### Problem to work on
If a line in the material below has the string "shown", copy it out.

### Information given
PR #358, opened 2021-02-24
Show renBTC/wBTC and ETH/wETC as part of debt overview

mi-yu:
@clementbalestrat I've added renBTC/wBTC to the sBTC totals and wETH/ETH to sETH in the debt portfolio table. I wasn't sure of the best way to get prices for the added tokens, so this implementation uses the `sBTC` price for renBTC/wBTC and the `ETH` price for wETH.

Also, in order to accurately show the percentage, I had to add the new token values to the total portfolio value. The result is that the total value of assets in the portfolio table won't be equal to the "Total Synth Value" metric at the top of the page which could be confusing. Here's an example for address `0x1BC64307e6DDC620635b862FD2051BE32Bbf26A3`

image


clementbalestrat (approved):

clementbalestrat:
@mi-yu awesome work, this is such a great PR. Gonna do some testing today.

Are you on Synthetix Discord yet? If yes can you ping me there? It will be easier for us to communicate.

clementbalestrat:
Screen Shot 2021-02-25 at 11 47 07 am
 
@mi-yu  There is probably a glitch with how you calculate the deviation % from the debt pool. sUSD should also be red here.

PR #365, opened 2021-03-04
Feat/layer 2 [NEW BRANCH]

clementbalestrat:


queries/deposits/useGetDepositsDataQuery.ts
```diff
@@ -1,13 +1,13 @@
...
 import { useRecoilValue } from 'recoil';
-import { providers } from 'ethers';
 import orderBy from 'lodash/orderBy';
 import { Watcher } from '@eth-optimism/watcher';
 
 import synthetix from 'lib/synthetix';
 
 import QUERY_KEYS from 'constants/queryKeys';
-import { L1_MESSENGER_ADDRESS, L2_MESSENGER_ADDRESS, OVM_RPC_URL } from 'constants/ovm';
+import { L1_MESSENGER_ADDRESS, L2_MESSENGER_ADDRESS } from 'constants/ovm';
```
justinjmoses, line 9: these can move into the monorepo as another package

justinjmoses (commented):
Suggested a slightly different API

containers/Connector/Connector.tsx
```diff
@@ -39,18 +44,20 @@ const useConnector = () => {
 			const networkId = await getDefaultNetworkId();
 
 			// @ts-ignore
-			const provider = new ethers.providers.InfuraProvider(
+			const providers = defaultProviders({
```
justinjmoses, line 47: How about a slightly different API

```js
import { loadProviders } from `@synthetixio/providers`;

const providers = loadProviders({ infuraID, ... });
const provider = providers.getProviderByNetworkID(window.web3.networkId || networkId);
// ...
// and the provider you return can wrap a regular InfuraProvider with extra props:
console.log('This provider is layer', provider.layer);
// and you can abstract away send/sign logic if you like, so you don't care if it's signs or sends a txn
await provider.submitTransaction(payload); 
// ...
```

PR #399, opened 2021-03-14
fix: NaN under SNX TVL on /earn

JChiaramonte7:
directly querying subgraph for holders

same as this https://github.com/Synthetixio/stats/commit/b1171bf3f1022d1fb38cc021ef55ab05493a835a

### DIFF
--- a/queries/staking/useSNXLockedValueQuery.ts
+++ b/queries/staking/useSNXLockedValueQuery.ts
@@ -7,6 +7,7 @@ import QUERY_KEYS from 'constants/queryKeys';
 
 import { networkState } from 'store/wallet';
 import synthetix from 'lib/synthetix';
+import { getHolders } from './helpers';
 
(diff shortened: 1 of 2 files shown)


queries/staking/useSNXLockedValueQuery.ts
```diff
@@ -46,17 +47,19 @@ const useSNXLockedValueQuery = (options?: QueryConfig<number>) => {
 			let snxLocked = 0;
 
 			for (const { collateral, debtEntryAtIndex, initialDebtOwnership } of holders) {
+				const formattedCollateral = Number(synthetix.js?.utils.formatEther(collateral));
```
evgenyboxer, line 50: could we have a different name for `formattedCollateral` because it hints it might be formatted like a string (e.g - `1000` becomes `1,000.00`)

evgenyboxer (approved):

drptbl (approved):
Tested, it fixes issues mentioned on Discord.

PR #401, opened 2021-03-16
EOA wallet check for L2 deposit & migrate

clementbalestrat:


containers/Connector/Connector.tsx
```diff
@@ -26,8 +31,9 @@ const useConnector = () => {
 	const [onboard, setOnboard] = useState<ReturnType<typeof initOnboard> | null>(null);
 	const [notify, setNotify] = useState<ReturnType<typeof initNotify> | null>(null);
 	const [isAppReady, setAppReady] = useRecoilState(appReadyState);
-	const setWalletAddress = useSetRecoilState(walletAddressState);
+	const [walletAddress, setWalletAddress] = useRecoilState(walletAddressState);
 	const [walletWatched, setWalletWatched] = useRecoilState(walletWatchedState);
+	const [isEOAWallet, setIsEOAWallet] = useRecoilState(isEOAWalletState);
```
evgenyboxer, line 36: Since `isEOAWallet` is not used here, you may want to use `useSetRecoilState` instead.
`const setIsEOAWallet = useSetRecoilState(isEOAWalletState)`

when `useRecoilState` is used, it would subscribe to any changes of `isEOAWallet`, so in those cases, you just want `useSetRecoilState`.

evgenyboxer (approved):
@clementbalestrat lgtm (just one minor change to be addressed)

containers/Connector/Connector.tsx
clementbalestrat: good point

PR #418, opened 2021-03-23
use checksum everywhere instead of lowercase (branched from master)

andytcf:
Fixes the issue where the update in the snapshot strategy does not match ```.toLowerCase()``` to addresses anymore and instead uses the ethers util ```ethers.utils.getAddress() // checksum check``` instead that is more reliable and consistent

### DIFF
--- a/mutations/gov/useSignMessage.ts
+++ b/mutations/gov/useSignMessage.ts
@@ -1,12 +1,12 @@
 import { useRecoilValue } from 'recoil';
 import { useMutation, useQueryCache } from 'react-query';
-// import { version } from '@snapshot-labs/snapshot.js/package.json';
 import axios from 'axios';
 
 import { MESSAGE_URL, SPACE_KEY } from 'constants/snapshot';
 import { walletAddressState } from 'store/wallet';
 import Connector from 'containers/Connector';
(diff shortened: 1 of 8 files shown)


mutations/gov/useSignMessage.ts
```diff
@@ -53,7 +53,7 @@ const useSignMessage = () => {
 		async (payload: SignaturePayload) => {
 			const version = '0.1.3';
 			let msg: any = {
-				address: walletAddress?.toLowerCase(),
+				address: ethers.utils.getAddress(walletAddress ?? ''),
```
clementbalestrat, line 56: can you confirm `ethers.utils.getAddress('')` is not going to return an error?

clementbalestrat (changes requested):
LGTM Candy. Just a minor comment about using `getAddress()` with an empty string. Also History.tsx has a warning with a missing React Hook. Please make sure to run `npm run lint` and see if everything is fine.

Also remove the `package-lock.json` changes.

mutations/gov/useSignMessage.ts
andytcf: @clementbalestrat good pick up

andytcf:
@clementbalestrat actioned those changes requested

PR #433, opened 2021-03-24
L2 fix

clementbalestrat:


containers/Connector/Connector.tsx
```diff
@@ -78,37 +78,51 @@ const useConnector = () => {
...
 							signer,
 						});
-						onboard.config({ networkId });
 
 						if (transactionNotifier) {
 							transactionNotifier.setProvider(provider);
 						} else {
 							setTransactionNotifier(new TransactionNotifier(provider));
 						}
-						setProvider(provider);
```
andytcf, line 101: why don't we set a provider to the recoil state like is done in L118

andytcf (approved):

containers/Connector/Connector.tsx
andytcf: nvm ignore this

PR #160, opened 2025-04-03
Fix checkpoints during uploads not being applied

simolus3:
This is the Kotlin port of https://github.com/powersync-ja/powersync-js/pull/558, see that PR for a more complete description.

I also had to fix some other quirks in the sync implementation here, notably:

1. The `triggerCrudUpload()` call when receiving keep-alive messages used to block the entire sync stream from receiving subsequent lines until the upload was completed. This changes that to spawn an async job that is not awaited (the trigger listening on `ps_crud` will still await this though).
2. There was no way to abort sync iterations (used e.g. for checkpoints with a checksum mismatch). This adds that functionality.


stevensJourney (dismissed):
LGTM

stevensJourney (approved):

### Output for this exercise
(diff shortened: 1 of 2 files shown)
(diff shortened: 1 of 8 files shown)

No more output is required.